At a separate meeting of the five Sikh high priests held at Akal Takht today, it was decided to offer a golden chance to all ex-communicated persons to return to the mainstream of the Sikh community after seeking pardon for their mistakes at Akal Takht. 

They also prohibited Sikh scholars and sangat from commenting on Dasam Granth unless the final decision was taken by Akal Takht in this regard. 

Earlier, without naming the Dal Khalsa, which held a protest against the SGPC to build memorial to those killed in Operation Bluestar, he said it did not hold well to do politics in the name of “martyrs”. 

He added that memorials were not the only way to pay regards to the departed souls, but the right way was to follow in their footsteps. 

Takht Kesgarh Sahib Jathedar Giani Tarlochan Singh, Takht Damdama Sahib Jathedar Giani Balwant Singh Nandgarh and Harmandar Sahib head granthi Giani Jaswinder Singh were also present. 

In another significant decision, they said only significant matters pertaining to the community could be brought to the notice of the Takht. They said all pending matters with the Takht would be handed over to the Dharam Prachar Committee of the SGPC to look into them.

http://www.tribuneindia.com/2010/20100607/punjab.htm#10


----------



## spnadmin (Jun 6, 2010)

*Re: Excommunicated get apology chance: Sikh high priests*

Soul Jyot ji

What is your prognosis? Will all be silenced? Or...is this only going to promote further polarization within the panth, and possible schism? 

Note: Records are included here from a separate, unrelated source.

PR #892, opened 2017-09-12
Add support for Codeship CI

ghiculescu:
Added [codeship](https://codeship.com/) as a new CI source. I mostly copied the style of the Semaphore CI source, and used the same logic that [danger.js uses](https://github.com/danger/danger-js/blob/master/source/ci_source/providers/Codeship.ts#L40) in getting a PR from a branch name.

### DIFF
--- a/lib/danger/ci_source/codeship.rb
+++ b/lib/danger/ci_source/codeship.rb
@@ -19,12 +19,16 @@ module Danger
     def self.validates_as_pr?(env)
       return false unless env["CI_BRANCH"] && !env["CI_BRANCH"].empty?
 
-      # this is fairly hacky, see https://github.com/danger/danger/pull/892#issuecomment-329030616 for why
-      !Danger::RequestSources::GitHub.new(nil, env).get_pr_from_branch(env["CI_REPO_NAME"], env["CI_BRANCH"], self.class.owner_for_github(env))
+      !pr_from_env(env, nil).nil?
     end
 
     def self.owner_for_github(env)
       env["CI_REPO_NAME"].split("/").first
+    end
+
+    # this is fairly hacky, see https://github.com/danger/danger/pull/892#issuecomment-329030616 for why
+    def self.pr_from_env(env, ci_source)
+      Danger::RequestSources::GitHub.new(nil, env).get_pr_from_branch(env["CI_REPO_NAME"], env["CI_BRANCH"], owner_for_github(env))
     end
 
     def supported_request_sources
@@ -33,7 +37,7 @@ module Danger
 
     def initialize(env)
       self.repo_slug = env["CI_REPO_NAME"]
-      self.pull_request_id = Danger::RequestSources::GitHub.new(self, env).get_pr_from_branch(env["CI_REPO_NAME"], env["CI_BRANCH"], self.class.owner_for_github(env))
+      self.pull_request_id = self.class.pr_from_env(env, self)
       self.repo_url = GitRepo.new.origins
     end
   end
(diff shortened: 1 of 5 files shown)


lib/danger/ci_source/semaphore.rb
```diff
@@ -4,7 +4,7 @@
 module Danger
   # ### CI Setup
   #
-  # For Semaphor you will want to go to the settings page of the project. Inside "Build Settings"
+  # For Semaphore you will want to go to the settings page of the project. Inside "Build Settings"
```
JuanitoFatas: 👍

ghiculescu:
Oops, should be good now @JuanitoFatas

ghiculescu:
Hey @JuanitoFatas what do you think about https://github.com/danger/danger/pull/892/commits/056f8cc2af26bf0ae4c87ca5394e4be9fd3a2598 ?

The problem here is that codeship doesn't expose a PR number in ENV the way most other CIs seem to. The workaround is to look up Github and check for a PR whose `head` matches the branch we are merging into ([code](https://github.com/ghiculescu/danger/blob/feature/codeship/lib/danger/request_sources/github/github.rb#L36)). However, it is unlikely that there would ever be a PR where master is the head (unless you're using a weird git structure).

Are you happy with these sorts of assumptions in Danger? The other idea I had was to do something like this: `!Danger::RequestSources::GitHub.new(nil, env).get_pr_from_branch(..., ..., ...).nil?` but it seems fairly grimey, and means there will be an extra github API called made for every build.

deecewan:
for reference @ghiculescu, the extra API call [is what we do on `danger-js`](https://github.com/danger/danger-js/blob/master/source/ci_source/providers/Codeship.ts)

I don't necessarily think you can assume that master is : a) the 'master' branch, or b) never PRed

ghiculescu:
Updated: https://github.com/ghiculescu/danger/compare/41e8b500673ca86dce6c3df9302459854cfe272c...8dd90faa7b47a9d1bd5524cf6d6b3ffc36a4af4a

lib/danger/ci_source/codeship.rb
```diff
@@ -0,0 +1,44 @@
...
+      !pr_from_env(env, nil).nil?
+    end
+
+    def self.owner_for_github(env)
+      env["CI_REPO_NAME"].split("/").first
+    end
+
+    # this is fairly hacky, see https://github.com/danger/danger/pull/892#issuecomment-329030616 for why
+    def self.pr_from_env(env, ci_source)
+      Danger::RequestSources::GitHub.new(nil, env).get_pr_from_branch(env["CI_REPO_NAME"], env["CI_BRANCH"], owner_for_github(env))
```
JuanitoFatas: do we need to pass down the `ci_source` to `Danger::RequestSources::GitHub`? 🤔 
do we need `ci_source`? 😂

ghiculescu: `ci_source` gets used by a bunch of stuff eg [here](https://github.com/danger/danger/blob/master/lib/danger/request_sources/github/github.rb#L74) and [here](https://github.com/danger/danger/blob/master/lib/danger/request_sources/github/github.rb#L80) - i wasn't keen to take on a full refactor.

ghiculescu: it's just not required in my particular case - i just need a github client. if you prefer, i can try and find a neater way of writing that.

ghiculescu: wait, i misread your comment... fixed in https://github.com/danger/danger/pull/892/commits/a49fc306196afe79f69b77fd03eb4f3052cf040d

JuanitoFatas:
Yay! 🎉  Thank you for the contributions! It's so awesome!!! <3 <3 <3

> @ghiculescu is not a contributor yet, would you like to join the Danger org?

Would you like to join? 🙏 🙇

ghiculescu:
Yeah okay sign me up!

Can you please let me know when the next gem release goes out so I can point our gemfile to it? :D

orta:
Think it already went out 👍

orta:
And the invite has been sent <3 thanks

Admin note: This story is so important that I have copied it as a separate thread, whilst leaving it here too, as it represents a important and related development of the initial article. :happykaur:

*Connected thread at http://www.sikhphilosophy.net/hard-talk/30850-excommunicated-get-apology-chance-sikh-high.html*


----------



## Archived_Member16 (Jun 6, 2010)

*RE:* They also prohibited Sikh scholars and sangat from commenting on Dasam Granth unless the final decision was taken by Akal Takht in this regard.

*"All the big powers they've silenced me. So much for free speech and choice on this fundamental human right."*

This action of the Akal Takht is a cruel "on-going" joke on the Sikhs! Akal Takht at present is more impotent than I ever thought since Dumma controls all the marbles! The BADALS being the Masters of the game: *VOTES & NOTES !*


----------



## spnadmin (Jun 6, 2010)

Respected Soul Jyot ji

The actions of the Akal Takht are not even consistent with the Sikh Rehat Maryada, nor are they consistent with the historical and political role that applies to them. Given that, and given the VOTES and NOTES, I personally do not see how many of the sangats the diaspora will comply, nor the independent sangats of India. We have already seen this in the news. Curiously it began last fall in Finland didn't it?


----------



## roopsidhu (Jun 8, 2010)

SSA,
Sangat and scholers are prohibited to comment. comment what ? pro or anti?
What gurbani says in this regard :-

ਬੋਲਿਸੁਧਰਮੀੜਿਆਮੋਨਿਕਤਧਾਰੀਰਾਮ॥
O you of sublime faith, speak; why do you remain silent

Truth never shy from discussions.
But gurbani also says that:-

ਜਿਥੈਬੋਲਣਿਹਾਰੀਐਤਿਥੈਚੰਗੀਚੁਪ॥੨
Where you are bound to lose by speaking, there, you ought to remain silent. ||
But the true words are never bond to loose. The truth is never bond to loose, hence the first statement of gurbani will prevail.
Roopsidhu


----------



## spnadmin (Jun 8, 2010)

I think we need to expect to read many more articles like this article because elections are just around the corner.


----------



## roopsidhu (Jun 8, 2010)

SSA,
You are right Narayanjot Kaur ji, This is the effect of elections only and this is not the first time that discussion or comment are being prohibted.
Roopsidhu


----------



## Tejwant Singh (Jun 9, 2010)

The honchos of the Akaal Takhat have made this beautiful pragmatic way of life envisioned and founded by Guru Nanak into the dogmatic talibanisation of, 'my way or highway' fear yielding anti Gurmat "religion". 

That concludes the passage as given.